OUTPUT_REFERENCE_MI_MIN = OUTPUT_DIR / f"{INPUT_NAME}_unmixed_reference_t0_mi_min.tif"

reference_mi_min_output = unmix(
    input_path=INPUT_PATH,
    output_path=OUTPUT_REFERENCE_MI_MIN,
    # source_channel=0,  # default: 0
    # target_channel=1,  # default: 1
    alpha_mode="reference_t",
    # alpha_mode="per_t",  # use the PICASSO-like scalar criterion at each time point
    method="mi_min",
    alpha_reference_t=0,
    signal_percentile=50.0,
    background_percentile=1.0,
    preprocess_alpha_inputs=False,
    alpha_max=1.0,
    mi_bins=64,
    # target_low_percentile=95.0,
    # max_alpha_voxels=500_000,  # default
    # random_state=0,  # default
)
print(reference_mi_min_output)
print(report_path_from_output_path(reference_mi_min_output).read_text(encoding="utf-8"))
show_unmixed_channels_in_napari(
    reference_mi_min_output,
    source_channel=0,
    target_channel=1,
    layer_prefix="Reference mi_min",)

This method uses the two-channel PICASSO-like mutual-information criterion.
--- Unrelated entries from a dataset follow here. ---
PR #437, opened 2023-09-22
Feature/filter converged

### LINKED ISSUE #303: Allow stopping criteria that operate on indices
As of 0.5.0 they are global: either a criterion is fulfilled for (a fraction of) the values or it is not. But often some values converge sooner than others, lower values taking typically longer. Once an index is tagged as converged, one can avoid computing any marginals for it.

mdbenito:
### Description

This PR closes #303 

### Changes

- Adds an additional parameter to `compute_generic_semivalues` that allows skipping samples for indices that have already converged
- Improves documentation and warns about that parameter (it's tricky)

Unrelated:
- Deprecates a custom attribute in `StoppingCriterion` in favour of `__str__`

### Checklist

- [x] Updated Changelog


kosmitive:
Can you elaborate why this parameter is necessary. Instead of doing that, we can also try to exclude marginal evaluations for converged indices, by removing the from the task queue.

mdbenito:
> Can you elaborate, why this parameter is necessary? Instead of doing that, we can also try to exclude marginal evaluations for converged indices, by removing them from the task queue.

This is exactly what is done. The parameter is necessary because just making it the default would change the behaviour for users. Also, very often values would converge only because of "unexpected" additional marginal computations.

This is something that happens often: we do `AbsoluteStandardError(0.02) | MaxUpdates(1000)`. Then some values might fulfill the first criterion really fast, despite being very bad estimates. Because the other indices take much longer to have low stderr and `done(result)` is a global check, the "converged" ones keep being updated and end up being good estimates. If we stopped updating them, the values would be off by a lot. The way to fix this is by making the stderr threshold much lower, e.g. `AbsoluteStandardError(1e-3) | MaxUpdates(1000)`. With `skip_converged=True` this more stringent check still takes less time than the first one.

src/pydvl/value/semivalues.py
```diff
@@ -262,16 +272,30 @@ def compute_generic_semivalues(
...
+                while len(pending) < n_submitted_jobs:
+                    samples = dict(islice(sampler_it, batch_size))
                     if len(samples) == 0:
                         raise StopIteration
 
-                    pending.add(
-                        executor.submit(
-                            _marginal, u=u, coefficient=correction, samples=samples
+                    # Filter out samples for indices that have already converged
+                    if skip_converged and len(done.converged) > 0:
```
kosmitive, line 281: Can be rewritten in functional form 

```python
filtered_samples = samples.items() 
if skip_converged and len(done.converged) > 0:
  filtered_samples = filter(lambda t: done.converged[t[0]], filtered_samples)
filtered_samples = tuple(filtered_samples)
```

even one-liner possible (but difficult to read).

src/pydvl/value/semivalues.py
```diff
@@ -198,6 +199,15 @@ def compute_generic_semivalues(
         coefficient: The semi-value coefficient
         done: Stopping criterion.
         batch_size: Number of marginal evaluations per single parallel job.
+        skip_converged: Whether to skip marginal evaluations for indices that
```
kosmitive, line 202: How about printing a warning as well?

src/pydvl/value/stopping.py
```diff
@@ -239,9 +287,8 @@ def converged(self) -> NDArray[np.bool_]:
                 return super().converged
             return converged()
 
-        @property
-        def name(self):
-            return self._name
+        def __str__(self):
+            return f"{self._name}"
```
kosmitive, line 291: Better without f-string replacement operator:

```python 
def __str__(self):
    return self._name
```

tests/value/test_semivalues.py
```diff
@@ -48,12 +48,13 @@ def test_shapley(
...
 ):
     u, exact_values = analytic_shapley
-    criterion = AbsoluteStandardError(0.02, 1.0) | MaxUpdates(2 ** (num_samples * 2))
+    criterion = AbsoluteStandardError(1e-4) | MaxUpdates(1000)
     values = compute_generic_semivalues(
         sampler(u.data.indices),
         u,
         coefficient,
         criterion,
+        skip_converged=True,
```
kosmitive, line 57: Case `skip_converge=False` missing. Maybe better to include a specific test case for skip converged.

kosmitive (changes requested):

src/pydvl/value/semivalues.py
mdbenito: 🤔 About what? There is no change in behaviour from previous versions. Or do you mean we should transition to a default of `true` and warn that this will be so?

tests/value/test_semivalues.py
mdbenito: Hmmm... maybe. I didn't want to add more tests. In a sense it contains skip=True as a special case where no indices converge before all do (yes, that's a stretch)

mdbenito (commented):
Thanks @kosmitive for the comments. Implementing a couple

src/pydvl/value/semivalues.py
kosmitive: I mean a warning if ones uses a different Stopping Criterion than advised.

mdbenito: No, I don't think so. This parameter doesn't change what's recommended or isn't, it only highlights an issue with global stopping criteria. There should be good documentation about what the different criteria do, but no warnings annoying people who possibly know what they are doing.

mdbenito:
> This is something that happens often: we do `AbsoluteStandardError(0.02) | MaxUpdates(1000)`. Then some values might fulfill the first criterion really fast, despite being very bad estimates. Because the other indices take much longer to have low stderr and `done(result)` is a global check, the "converged" ones keep being updated and end up being good estimates. If we stopped updating them, the values would be off by a lot. The way to fix this is by making the stderr threshold much lower, e.g. `AbsoluteStandardError(1e-3) | MaxUpdates(1000)`. With `skip_converged=True` this more stringent check still takes less time than the first one.

Added something along these lines to the docs for `stopping.py`

PR #439, opened 2023-09-22
Improve antithetic sampling

mdbenito:
### Description

This PR closes fixes a bug in antithetic sampling and adds support for permutation antithetic sampling

### Changes

- When returning a complement set, do not add the index to the set since this results in no marginal being computed
- Added `AntitheticPermutationSampler`

### Checklist

- [x] Updated Changelog

### DIFF
--- a/src/pydvl/value/sampler.py
+++ b/src/pydvl/value/sampler.py
@@ -315,18 +315,19 @@ class AntitheticSampler(StochasticSamplerMixin, PowersetSampler[IndexT]):
     """An iterator to perform uniform random sampling of subsets, and their
     complements.
 
-    Works as :class:`~pydvl.value.sampler.UniformSampler`, but for every tuple
-    $(i,S)$, it subsequently returns $(i,S^c)$, where $S^c$ is the complement of
-    the set $S$, including the index $i$ itself.
+    Works as [UniformSampler][pydvl.value.sampler.UniformSampler], but for every
+    tuple $(i,S)$, it subsequently returns $(i,S^c)$, where $S^c$ is the
+    complement of the set $S$ in the set of indices, excluding $i$.
     """
 
     def __iter__(self) -> Iterator[SampleT]:
         while True:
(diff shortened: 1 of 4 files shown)


src/pydvl/value/sampler.py
```diff
@@ -372,6 +382,27 @@ def weight(cls, n: int, subset_len: int) -> float:
...
+    href="#mitchell_sampling_2022">1</a></sup>
+    """
+
+    def __iter__(self) -> Iterator[SampleT]:
+        while True:
+            permutation = self._rng.permutation(self._indices)
+            for perm in permutation, permutation[::-1]:
+                for i, idx in enumerate(perm):
+                    yield idx, perm[:i]
+                    self._n_samples += 1
```
AnesBenmerzoug, line 400: Shouldn't we yield the reversed permutation right after the first one?
If I'm not mistaken, this implementation goes through the entire permutation first before yielding the reversed ones.  

Perhaps this would be better?
```suggestion
            permutation = self._rng.permutation(self._indices)
            for i, idx in enumerate(permutation):
                 yield idx, permutation[:i]
                 self._n_samples += 1
                 yield idx, permutation[i+1:][::-1]
                 self._n_samples += 1
```

For the array of indices `indices = np.array([1, 2, 3])` this should generate (ignoring the permutation):

```python
1 []
1 [3, 2]
2 [1]
2 [3]
3 [1, 2]
3 []
```

mdbenito: Yes, it does one full permutation before the other one. This is how it's described in the paper which first described antithetic permutation sampling. It's the same as with sets: first one set, then the complement. In this case a permutation, then its reverse. We could also start from both ends. Each of these has different properties that I haven't investigated at all, so I was content with doing what the paper describes, but all this probably warrants documenting and warning.

mdbenito: See #442

PR #440, opened 2023-09-22
Use pytest-xdist

mdbenito:
### Description

This PR makes our lives nicer by using pytest-xdist. We automagically set the number of pytest workers to avoid oversubscription by looking at `num_workers` (the number of parallel processes started within a test using a parallel backend) 

### Changes

- Required pytest-xdist
- Made `num_workers` not a fixture
- Used `-n auto` in calls to pytest inside `tox.ini`

### Checklist

- [ ] ~Updated Documentation (if necessary)~
- [x] Updated Changelog

### DIFF
--- a/CHANGELOG.md
+++ b/CHANGELOG.md
@@ -2,6 +2,8 @@
 
 ## Unreleased
 
+- Using pytest-xdist for faster local tests
+  [PR #440](https://github.com/aai-institute/pyDVL/pull/440)
 - Implementation of Data-OOB by @BastienZim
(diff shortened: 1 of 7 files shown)


AnesBenmerzoug:
This doesn't seem to improve the test runtime on CI. Is that expected?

The most important settings are:

  • mi_bins: histogram resolution for the mutual-information objective. Higher values can capture finer structure but often become noisier; lower values are coarser and usually more stable.

  • alpha_max

  • signal_percentile

  • background_percentile

  • optional target_low_percentile

  • optional max_alpha_voxels and random_state

As in the previous sections, the script demonstrates the reference_t version first. The same mi_min estimator can also be combined with alpha_mode="per_t" if you want a separate mutual-information-based alpha estimate at every time point.

Compared with the simpler estimators, this is often the slowest option, but it can be useful when residual dependence remains visible after simpler corrections.